I believe, hopefully someone else can verify this, that GFR [tex]\geq[/tex] Exergy of a system for an isothermal and isobaric process or system.
oldsloguy said:I'm also posting this question in the physics forum to see if anyone there can help.
Andy Resnick said:
OOP, sorry. My thinking was that some people might not look at all of the different forums. BTW what is a "PM" and how do I do it?stewartcs said:Don't double post. If in doubt PM a Mentor and they will help you decide where to put it (or move it).
CS
oldsloguy said:OOP, sorry. My thinking was that some people might not look at all of the different forums. BTW what is a "PM" and how do I do it?
oldsloguy said:Thanks for the responses. So would it be fair to say that the Gibbs Free Energy would be a specific case of the more general Exergy. That is that for isothermal and isobaric processes the GFE and Exergy would be equal and computed in the same manner?
Topher925 said:a systems equilibrium may not allow all available energy to be extracted, which can be determined by the GFE, still assuming an isobaric and isothermal process of course.
Exergy is a measure of the maximum amount of work that can be extracted from a system while it comes to equilibrium with its surroundings. Gibbs free energy, on the other hand, is a measure of the maximum amount of work that can be extracted from a system while it is kept at constant temperature and pressure. In other words, exergy takes into account the non-equilibrium state of a system, while Gibbs free energy only considers the equilibrium state.

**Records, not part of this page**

PR #145, opened 2025-05-15
DM-50914: Add flag for forcing unbounded votable arraysize values of '*'

JeremyMcCormick:
## Checklist

- [x] Ran Jenkins


python/felis/cli.py
```diff
@@ -198,6 +198,11 @@ def create(
 @click.option("--dry-run", "-D", is_flag=True, help="Execute dry run only. Does not insert any data.")
 @click.option("--echo", "-e", is_flag=True, help="Print out the generated insert statements to stdout")
 @click.option("--output-file", "-o", type=click.Path(), help="Write SQL commands to a file")
+@click.option(
+    "--force-unbounded-arraysize",
+    is_flag=True,
+    help="Force unbounded array size for all variable length string columns, e.g., ``votable:arraysize: *``",
```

Entropy is a measure of the disorder or randomness of a system. Exergy, on the other hand, is a measure of the useful energy that can be extracted from a system. These two concepts are related in that the higher the entropy of a system, the lower its exergy will be. This is because as a system becomes more disordered, it becomes less useful for performing work.
Yes, exergy can be negative. This occurs when the exergy of a system decreases as it comes to equilibrium with its surroundings. This is often the case in real-world systems, where there is always some amount of energy loss due to irreversibilities.
Gibbs free energy is used as a thermodynamic potential that determines the direction in which a chemical or physical process will occur. In a closed system at constant temperature and pressure, a decrease in Gibbs free energy indicates that the process is thermodynamically favored and will occur spontaneously.
Exergy is often used in engineering to evaluate the efficiency and sustainability of energy systems. By considering the exergy of a system, engineers can identify areas where energy losses occur and work to improve the overall efficiency of the system. Exergy analysis is also used in the design of more sustainable and environmentally friendly processes and systems.